In January 2021, she expects to roll out the integration of export control standards and rules in Orolia’s SAP enterprise resource planning and Salesforce customer relationship management programs.
It’s a collaboration between her and the head of trade compliance and will mean the proper documentation and approvals will be automatically generated for all sales.
In addition to building export control regulations, Melody and her team are also rolling out a new ethics and compliance platform through Microsoft SharePoint and Outlook which will prompt salespeople to answer detailed questions as the sales process begins, so proper controls can be applied to the ensuing relationship.
As her team has grown from two to five contract managers, a trade compliance officer and an executive assistant, Melody says she’s been able to delegate more work.
“Amongst the team, someone’s always ready to take on a new project such as GDPR, managing the legal intranet or the choice of a contract management tool,” she says. “That’s true teamwork.”

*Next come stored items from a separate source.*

PR #341, opened 2020-04-08
Detect new grid parameters

### LINKED ISSUE #340: Wrong number of bins in histogram grid if histogramGrid provided
```
colvar {
    name d
    lowerBoundary 0
    upperBoundary 2
(...)
}
histogram {
  colvars d
  histogramGrid {
    lowerBoundaries 0
    upperBoundaries 10
    widths 0.01
  }
}
```
This example gives a grid with just 2 bins, as would be expected from the colvars's parameters.

This only seems to happen if `lowerBoundary` (colvar) == `lowerBoundaries` (histogramGrid). Otherwise the number of bins is correct.
This is due to the following test in `colvargrid::parse_params()`:
```
        if ( (old_nx[i] != nx[i]) ||
             (cvm::sqrt(cv[i]->dist2(old_lb[i],
                                     lower_boundaries[i])) > 1.0E-10) ) {
          new_params = true;
        }
```
which I don't understand.

jhenin:
Fixes #340


src/colvargrid.h
```diff
@@ -860,12 +862,15 @@ template <class T> class colvar_grid : public colvarparse {
...
     bool new_params = false;
     if (old_nx.size()) {
       for (size_t i = 0; i < nd; i++) {
-        if ( (old_nx[i] != nx[i]) ||
-             (cvm::sqrt(cv[i]->dist2(old_lb[i],
-                                     lower_boundaries[i])) > 1.0E-10) ) {
+        if (old_nx[i] != nx[i] ||
+            cvm::sqrt(cv[i]->dist2(old_lb[i], lower_boundaries[i])) > eps ||
+            cvm::sqrt(cv[i]->dist2(old_ub[i], upper_boundaries[i])) > eps ||
+            cvm::fabs(old_w[i] - widths[i]) > eps) {
```
giacomofiorin, line 873: You're right. The previous version of the test will fail in a variety of situations. Good catch.

giacomofiorin:
Let me add a test before merging.

giacomofiorin:
@jhenin There is still a small issue with `run_tests.sh`, which after your change doesn't populate the `AutoDiff` folder with output from the second run, i.e. `test.restart`.  Can you fix it?  For the time being I manually copied the output files in there.

Other smalls problems (all predating this PR, of course):
1. The OpenDX output files aren't being tested, and are written regardless.  Perhaps I'll add a test with three variables, where a .dx file is most useful :-)
2. It may be a good idea to allow disabling `outputFile` and `outputFileDX` by providing an empty value for them. This way one can have fewer files while a simulation is running.

jhenin:
> There is still a small issue with run_tests.sh,

Oops, that's fixed now.

> The OpenDX output files aren't being tested, and are written regardless. Perhaps I'll add a test with three variables, where a .dx file is most useful :-)

In ABF I don't write a dx file in dimension < 3... Maye that could be the default?

> It may be a good idea to allow disabling outputFile and outputFileDX by providing an empty value for them. This way one can have fewer files while a simulation is running.

Agreed.

jhenin:
@giacomofiorin I implemented something along the lines we discussed. Please have a look.

jhenin:
Ok, back to using empty string value as default. I'm proposing to use "none" as a file name to disable output.

PR #344, opened 2020-04-09
Support for symmetry permutations of atoms in RMSD

jhenin:
Reported value is minimal with respect to specified permutations.
Gradients are calculated accordingly.

Use case: DBC coordinate with symmetric ligand.


src/colvarcomp_distances.cpp
```diff
@@ -1045,6 +1045,44 @@ colvar::rmsd::rmsd(std::string const &conf)
...
+  n_permutations = 1;
+
+  while (key_lookup(conf, "atomPermutation", &perm_conf, &pos)) {
+    std::vector<size_t> perm;
+    if (perm_conf.size()) {
+      std::istringstream is(perm_conf);
+      size_t index;
+      while (is >> index) {
+        std::vector<int> const &ids = atoms->ids();
+        size_t const ia = std::find(ids.begin(), ids.end(), index-1) - ids.begin();
```
jhenin, line 1060: @giacomofiorin I have a slight doubt about this: are we sure that the internal atom ids are just the user-facing 1-based numbers minus 1? If not, how do we find one given the other? Should the proxy report if the back-end's internal numbers are 1-based or 0-based, or provide a mapping function? Specifically, I'm thinking of the upcoming Fortran-based back-ends.

src/colvarcomp_distances.cpp
```diff
@@ -1056,6 +1094,20 @@ void colvar::rmsd::calc_value()
...
+  for (size_t ip = 1; ip < n_permutations; ip++) {
+    cvm::real value = 0.0;
+    for (size_t ia = 0; ia < atoms->size(); ia++) {
+      value += ((*atoms)[ia].pos - ref_pos[ref_pos_index++]).norm2();
+    }
+    if (value < x.real_value) {
+      x.real_value = value;
+      best_perm_index = ip;
+    }
+  }
```
giacomofiorin, line 1110: Do you see this as potentially useful for larger selections (e.g. macromolecules instead of small molecules)? If so, it may be a good idea to split this up as different CVC instances, each with a different ordered selection and reference coordinates, and select the minimum for computing the colvar.  It probably can't be done with just `customFunction`, but definitely `scriptedFunction`.  The reason I bring it up is that different CVCs can be computed in parallel.

Nothing to gain of course in performance for small groups.

src/colvarcomp_distances.cpp
giacomofiorin: There is no guarantee, although in all backends this is true at the moment because atom IDs are just array indices (0-based). What I find tricky with this approach is that you could select atoms in a compact way (e.g. with `atomNameResidueRange`) but you would need then to use internal indices anyway to write the permutation. It would seem clearer to me to specify each permutation as its own selection and reference coordinates (see my other comment), unless I'm missing something.

src/colvarcomp_distances.cpp
```diff
@@ -1045,6 +1045,44 @@ colvar::rmsd::rmsd(std::string const &conf)
...
+      }
+      if (perm.size() != atoms->size()) {
+        cvm::error("Error: symmetry permutation in input contains " + cvm::to_str(perm.size()) +
+                  " indices, but group \"atoms\" contains " + cvm::to_str(atoms->size()) + " atoms.");
+        return;
+      }
+      cvm::log("atomPermutation = " + cvm::to_str(perm));
+      n_permutations++;
+      // Record a copy of reference positions in new order
+      for (size_t ia = 0; ia < atoms->size(); ia++) {
```
giacomofiorin, line 1081: Remember about `-fno-for-scope`. We still need to remain compatible with Windows 98, man.

src/colvarcomp_distances.cpp
jhenin: That is the main, idea behind the FRMSD code that inspired this (https://www.ncbi.nlm.nih.gov/pubmed/30828834), but ultimately I don't think that is a significant use case for Colvars, because symmetric atoms in macromolecules are anecdotal: most of them are hydrogen, and the others are end groups like carboxylates. So this is intentionally tailored for small molecules with significant symmetry, typically something like phenol.

Actually this can already be achieved with several RMSD CVCs and a `customFunction` that is their min. However that solution:

- is not available in VMD/Dashboard until Lepton gets included
- has several CVCs with the same fittingGroup doing the same alignment
- needs a long configuration string that is mostly duplicated - and DBC config strings are quite long and complex already
- requires the user to manually provide different sets of reference positions

A straightforward extension of the present implementation, however, is to provide alternate ways to define the permutations in the input. I agree that this one is potentially cumbersome. Only mentioning atoms that actually change in the permutation is a good idea.

src/colvarcomp_distances.cpp
jhenin: For the permutation you need to mention atoms individually, but I agree that it would be nice to skip atoms that are unchanged.

src/colvarcomp_distances.cpp
jhenin: Hey, you removed that flag in your patches! How am I supposed to catch that now???

Seriously though, this builds even with the flag, because the variable is not redefined after the loop. The previous instance is inside a block, not a for loop.

I've added the flag back into my build tree so I can catch the next instance of this.

src/colvarcomp_distances.cpp
jhenin: > A straightforward extension

Edit: it's not that straightforward. I will only implement it if a real user requests it.

src/colvarcomp_distances.cpp
giacomofiorin: Fair enough. However, I've been checking that VMD builds and runs correctly using the pristine version from CVS. I think that's what we all should be doing, especially seeing as 99.99% of VMD users rely on precompiled builds.

I use the patches to enable the new features in the VMD build that I actually *use* myself in production.

PR #345, opened 2020-04-10
Do not accumulate data at step 0

### LINKED ISSUE #343: Stop accumulating histograms and metadynamics at step 0?
Currently, the 0-th step is being counted twice (because it is the same as the last step of the *preceding* job). This adds a tiny error during MD simulations in NAMD or LAMMPS, and no error in a VMD analysis run. So it has been mostly harmless.

But now you have use cases that rely on many short `run` commands (e.g. constant pH in NAMD, replica exchange, etc), so the error isn't necessarily tiny any more.

ABF and TI currently skip the 0-th step of any `run` command in NAMD, although for different reasons (the total forces aren't available yet).  I need to test with LAMMPS, because there are no ABF inputs in the cross-engine `tests` folder (and not many in `namd/tests/library` anyway...).

giacomofiorin:
A new flag `zeroStepData` is introduced (default: off) to control whether data is recorded at step 0 (see #343).  For simplicity, this check is applied at the beginning of every run, regardless of whether it's a continuation of a previous one.  Calls to functions that increment binned data are now wrapped with `if (cvm::step_relative() > 0 || is_enabled(f_cvb_zero_step_data)) { ... }`.  Regtests are updated accordingly.

This PR closes #343.

@whitead For ALB it wasn't 100% clear to me whether it is appropriate to make this change. If you think so, either post a commit or simply comment here. Otherwise, the code will be left untouched.


whitead:
@giacomofiorin thanks for looking at this. This will not affect ALB. It is split into equilibration/accumulation steps. At step 0 it is in equilibration so nothing is accumulated until `update_freq / 2` . It will mean the first amount of time being equilibrated is one frame less, but that won't affect any statistics.

giacomofiorin:
This looks ready to merge for me. All test inputs leave `zeroStepData` to its default value of `no`, which is the correct choice in most cases (MD run). Should one want to use `zeroStepData yes`, there is an error thrown when ABF can't get the total forces immediately (i.e. NAMD). However, this doesn't cover the case of eABF.

@jhenin @HanatoK @fhh2626  Can you comment on this?

jhenin:
Good to me with these changes.

giacomofiorin:
@jhenin Why re-generate all the test outputs including trajectory files when only the name of the keyword is changed?

jhenin:
@giacomofiorin Good point, that was very heavy-handed. I've reduced the update to the log files.

PR #346, opened 2020-04-15
Load/save state information from/to strings for the module or for individual biases

giacomofiorin:
Four new scripting commands are added.  Formatted I/O is used: this mechanism won't be as fast as binary I/O, but it will remove the need for temporary files in a variety of situations (and is probably easier to debug in scripts).

The corresponding tests use an ABF instance as a bias with a non-trivial state, so that the output of the tests is not sensitive to the changes in #345.  However, the mechanism is valid for all types of bias (metadynamics, histograms, etc.).


jhenin:
@giacomofiorin This looks good to me!

PR #349, opened 2020-05-01
Add front-end for volumetric map-based collective variables

giacomofiorin:
This PR adds the code needed to use volumetric map-based collective variables, used in:
Fiorin G, Marinelli F, Faraldo-Gómez JD.
_“Direct derivation of free energies of membrane deformation and other solvent density variations from
enhanced sampling molecular dynamics.”_
J. Comp. Chem. **41**(5):449-459 (2020) https://doi.org/10.1002/jcc.26075

The bulk of the implementation (back-end) is in a change submitted directly onto the NAMD repository:
https://charm.cs.illinois.edu/gerrit/c/namd/+/5392
This PR is open for discussing Colvars-specific issues and will be merged at some point after the NAMD change is merged.

EDIT: I amended the test input `006_multiple_maps/gridforcemaps.tcl` so that the order of the maps is consistent with the comments in it. (I've been switching them around several times to verify the correct behavior and forgot to put them in the original order.) Sadly, this required also updating the regtest reference trajectories, because `GridForces` uses single-precision floating point numbers for the potential :-(


giacomofiorin:
Merging this based on private chat with @jhenin and the fact that the NAMD counterpart was just merged on Gerrit.

One issue brought up was the ability to patch an earlier version of NAMD (e.g. 2.13) without compile errors. This is subject to the ability to detect the specific minor version at compile time: https://charm.cs.illinois.edu/gerrit/c/namd/+/3926
If that NAMD change does not get merged in a reasonable time, I will provide an alternative preprocessor define to allow as an option building this snapshot against versions of NAMD without the matching `GlobalMaster` code.

PR #350, opened 2020-05-07
Conditionally compile volumetric map support based on NAMD version

giacomofiorin:
Uses internally the macro `NAMD_VERSION_NUMBER` defined in NAMD Gerrit change https://charm.cs.illinois.edu/gerrit/c/namd/+/3926 (but not yet merged) with fall-back to a hard-coded value corresponding to 2.14b1.

To build the current Colvars snapshot against older NAMD snapshots (e.g. 2.13) one has to set explicitly the number version at compile time. Although the numbering scheme is not too obvious, `-DNAMD_VERSION_NUMBER=0` will suffice.

Submitting as draft and passing over to @jhenin for fine tuning.

### DIFF
--- a/namd/src/colvarproxy_namd.C
+++ b/namd/src/colvarproxy_namd.C
@@ -243,11 +243,13 @@ int colvarproxy_namd::setup()
     atom_groups_new_colvar_forces[ig] = cvm::rvector(0.0, 0.0, 0.0);
   }
 
+#if NAMD_VERSION_NUMBER >= 34471681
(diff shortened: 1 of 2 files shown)


jhenin:
Current state of the patch https://charm.cs.illinois.edu/gerrit/c/namd/+/3926 is MERGE_CONFLICT... Not there yet.

giacomofiorin:
You may want to ping them... Unfortunately if they decided not to go ahead with that change while in the process of handling two major versions for the near future (2.x and 3.x) they would probably have a reason not to.

Issue #843, opened 2024-09-25
Revamp the landing page


raphodn:
### Story

Linked with #364 (make the root of the app https://prices.openfoodfacts.org/ instead of https://prices.openfoodfacts.org/app/ )

### Currently

(logged-in user)

![Screenshot from 2024-09-28 15-29-37](https://github.com/user-attachments/assets/489aa066-16bc-48f1-914e-bf6239a94ef6)

### Todo

- [x] move actions (the 3 existing card-buttons) to the header & side drawer
- [x] show some global stats at the top
- [ ] show some personal stats below
- [x] show latest prices (25, but reduce to 5 on small screens)
- [ ] links to about, ...
- [ ] some info about OFF ?
- [x] reduce the footer height : https://github.com/openfoodfacts/open-prices-frontend/commit/6d0536748591f1264e8872b10831d73e46589c0c

get inspiration from https://hunger.openfoodfacts.org for instance !

raphodn:
@serpico any feedback on the upcoming/new home page ?
https://prices.openfoodfacts.net/app/

serpico:
Maybe it's just an impression but on some pages the "cards" look too big ( but maybe there's a reason, like more space for upcoming data displayed on them ), like in https://prices.openfoodfacts.org/app/prices, much fewer cards for the same screen size compare to previously but it's not on the .net so it must be from before...however I have all the extra chip (3) enabled ( but I had that before, since they're available ) and I have small screen laptop 12.5" so it's  only 6 and half cards before it felt like 9 or more. But it's probably just a matter of getting used to it.

raphodn:
I share your feeling that the price cards size can be reduced, and the spacing between them as well 👌

raphodn:
v2 deployed (there still room for improvement :)

![image](https://github.com/user-attachments/assets/3241d1d4-efa5-41c0-bf09-3eaace9496a3)

PR #865, opened 2024-09-28
feat(Home): reorganize home page sections. move buttons to header

raphodn:
### What

See issue #843 

Improved Home Page
- show basic stats
- show 5 latest prices + button to see more
- Search & Add actions moved to the header (and they remain available in the top-left menu)

### Todo (here or next PR)

- more stats (locations, users)
- center "Latest prices" button

### Screenshot

||Before|After|
|---|---|---|
|Desktop|image|image|
|Mobile|image|image|

### DIFF
--- a/src/views/Home.vue
+++ b/src/views/Home.vue
@@ -1,59 +1,29 @@
 <template>
   <h1 class="text-h5 mb-1">
-    <i18n-t keypath="Home.Welcome.Title" tag="span">
-      <template #name>
-        {{ APP_NAME }}
-      </template>
-    </i18n-t>
+    {{ $t('Home.Welcome.Generic') }}
   </h1>
-  <p>{{ $t('Home.Welcome.Subtitle') }}</p>
-  
+
   <br>
 
   <v-row>
-    <v-col cols="12" sm="8" md="6" lg="4">
-      <v-card
-        :title="$t('Home.SearchProduct')"
-        prepend-icon="mdi-magnify"
-        height="100%"
-        to="/search"
-      />
+    <v-col sm="6" md="4" lg="3">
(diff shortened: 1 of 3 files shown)


src/views/Home.vue
```diff
@@ -108,9 +81,19 @@ export default {
     if (this.$route.query.settingsSuccess === 'true') {
       this.settingsSuccessMessage = true
     }
+    this.getPrices()
     this.getTodayPriceCount()
   },
   methods: {
+    getPrices() {
+      this.loading = true
+      return api.getPrices({ size: 5 })
```
raphodn, line 90: How many prices should we display ? 
Maybe load 5, but display only 2 or 3 on small screens ?

teolemon: I'd load up to 25, adding "3 minutes ago", up to"24 hours ago" instead of Today's date

raphodn: ok will re-add the "relative time info" in the PriceCard in a different PR

raphodn: and I need to think about loading more data for bigger screens (different PR as well)

raphodn: bumped to 25 (and kept it to 5 on small screens) in this commit : https://github.com/openfoodfacts/open-prices-frontend/commit/588c97a9f6ed14fe73bd39b0f0d5351973758071

raphodn: > instead of Today's date

its the price's date that is displayed. sometimes prices are added for a different date.
indeed it can be confusing..

teolemon: It was more to make it more alive and exciting, I wasn't particularly confused by anything

Issue #364, opened 2024-02-21
Kill the permanent landing page, and turn it into a one time thing


teolemon:
### Problem

- Kill the permanent landing page, and turn it into a one time thing
- prices.openfoodfacts.org will be the app
- prices.openfoodfacts.org/about will be the existing landing page
- We have the promo in the app to read the landing page.

### Todo

- [x] new /about page with the existing content: #874
- [x] translate the page via Crowdin using the existing /fr page: #884
- [x] add to the drawer
- [x] change the link in the footer: https://github.com/openfoodfacts/open-prices-frontend/commit/e734a5f22186c5b1fb84bc44dae2d6bebba02f56
- [ ] serve the frontend app directly prices.openfoodfacts.org : https://github.com/openfoodfacts/open-prices/issues/482
- [x] final frontend config: #906
- [x] redirect any incoming traffic to /app (by removing the prefix): #882

raphodn:
I'm going to take some inspiration from https://hunger.openfoodfacts.org :)

PR #874, opened 2024-09-29
feat(About): new /about page

raphodn:
### What

See #364

Take the content of the current homepage - https://prices.openfoodfacts.org - and move it to a new `/about` page

### Screenshot

image


raphodn:
@raphael0202 I moved about 90% of the current about page
- I removed the section on private proofs
- I did some minor rewording (like renaming some "food prices" to generic "product prices")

Little gets outsourced, she adds.
“As a generalist, I will narrow down the issue as much as possible and consult the specialist on the particular aspect of the law. It’s similar to the role of a general practitioner who will triage the patients before referring them to a specialist,” Melody says.
Coming into the country
Leading the legal team of a U.S. tech company is not something Melody envisioned as a girl. Born in France, she did not speak English until she was 18. While studying for her law degree, an undergraduate course of study in France, she was offered a chance to become a student at the University of West Virginia for a year.
While touted as an exchange program, when she and a fellow student arrived in Morgantown, it seemed nobody knew they were coming. But she got to stay, and the credits she earned at UVW came in very handy a decade later when she took and passed the bar exam in New York.
Melody earned a Master of Law from Université Pierre Mendès-France in Grenoble in 1997 and a DESS, International Business Law from Université Jean Moulin in Lyon in 2000.
In 2001, she joined Alstom Transport, a French manufacturer of railroad equipment and services. As her career progressed from counsel to legal and contracts specialist to senior attorney, Melody was also moving from Paris to U.S. outposts including Hornell, New York, and Naperville, Illinois. Within two years after passing the bar exam, she was off to Singapore in 2009 as Alstom’s vice president of legal and contract management for Asia Pacific.
Melody returned to the U.S. in 2012 and in 2013 left Alstom and eventually joined Xerox as legal counsel supporting its large enterprise organization.
Her desire to stretch her abilities remained strong, though, making Orolia a great fit as it moved into the defense contracting space in an always changing and innovative environment, she says.
“I enjoy true legal work, such as drafting a contract or reviewing a complex indemnification clause. But it is less than 10 percent of what I do,” Melody says. “I am happy at Orolia because I am also able to create and build upon a vision for how to better support the company and maximize efficiencies.”